Poldarn wasn't paying attention. He was too busy watching the birds, as if he could somehow interpret the crazy patterns they were weaving in the air. He'd been wrong; he had seen them like this once before, years ago, the first time he'd managed to outwit them with his decoys. He'd been proud of the achievement, and rightly so; it was the day when he'd finally identified the scouts, the singletons who go in front of the main mob and check for signs of danger. Instead of opening up on them with his slingshot as soon as they pitched, he'd let them land and strut about on the ground, no more than fifteen feet from where he was lying, until the section leaders got up out of the roost trees and dropped in, putting their wings back, banking into the slight wind to slow themselves down. He'd spared them, too-it was torture, not moving for so long, hardly daring to breathe-and after they'd walked around for a while like they owned the place, in came the rank and file, tens and twenties at a time. And then he'd jumped up and started slinging, handfuls of stones to each release, so that he was killing and stunning them by threes and fours, so closely were they packed in their arrogance. They'd flown up at once, of course; but they couldn't understand, because there hadn't been an enemy in sight twenty minutes ago and they hadn't seen one come up, so there couldn't be any danger, could there?
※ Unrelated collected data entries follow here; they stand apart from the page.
PR #1588, opened 2021-02-16
Solve time only

mloubout:
Refactor `solve` to only evaluate time derivative by default  (will evaluate full equation if doesn't find a solution) and corresponding test.

### DIFF
--- a/devito/types/equation.py
+++ b/devito/types/equation.py
@@ -242,7 +242,6 @@ def solve(eq, target, **kwargs):
         # Try first linear solver
         try:
             sol = list(sympy.linsolve([eval_t(e)], [t]))
-            print(eval_t(e), sol)
             sols.append(sol[0][0])
         except ValueError:
             warning("Equation is not affine w.r.t the target, falling back to standard"
--- a/devito/types/equation.py
+++ b/devito/types/equation.py
@@ -1,7 +1,6 @@
 """User API to specify equations."""
 
 import sympy
-from sympy.solvers.solveset import linear_coeffs
 
 from cached_property import cached_property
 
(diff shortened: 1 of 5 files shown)


devito/types/equation.py
```diff
@@ -255,3 +254,17 @@ def solve(eq, target, **kwargs):
...
+
+
+def eval_t(expr):
+    """
+    Evaluate all time derivatives in the expression
+    """
+    try:
+        assert any(d.is_Time for d in expr.dims)
+        return expr.evaluate
+    except:
```
FabioLuporini, line 266: missing exception

devito/types/equation.py
```diff
@@ -255,3 +254,17 @@ def solve(eq, target, **kwargs):
...
+        try:
```
FabioLuporini, line 267: nested exceptions just be avoided. This is nitpicking (only two levels), but the more pythonic way is to `pass`, de-indent the nested `try-except`, add a comment, and go

devito/types/equation.py
```diff
@@ -255,3 +254,17 @@ def solve(eq, target, **kwargs):
         return target.new_from_mat(sols)
     else:
         return sols[0]
+
+
+def eval_t(expr):
```
FabioLuporini, line 259: better name? also, move to fd/tools?

devito/types/equation.py
```diff
@@ -255,3 +254,17 @@ def solve(eq, target, **kwargs):
...
+    """
+    Evaluate all time derivatives in the expression
```
FabioLuporini, line 261: full stop

tests/test_dse.py
```diff
@@ -1800,12 +1800,12 @@ def test_fullopt(self):
         assert len(op0._func_table) == 0
         assert len(op1._func_table) == 1  # due to loop blocking
 
-        assert summary0[('section0', None)].ops == 50
+        assert summary0[('section0', None)].ops == 46
```
FabioLuporini, line 1803: ah, very interesting...

FabioLuporini:
closing as unnecessary (discussed offline)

And while they debated and tried to figure it out, they swooped and circled and turned and banked and braked and fluttered, like drunks in the dark, while he crammed gravel into the pad of his sling and hurled till he felt the tendons in his forearm twang with pain, and each time he let fly it was a victory of unsurpassed sweetness; until quite suddenly the sky was empty, and the ground in front of him was littered with black objects, hopping and thrashing, twitching and fluttering broken wings, somersaulting bodies with brains already dead (it takes them a long time to stop moving after they die), cawing and screaming and struggling in their extreme pain; and black feathers floated in the air like volcanic ash, gradually drifting down to settle on the bare earth.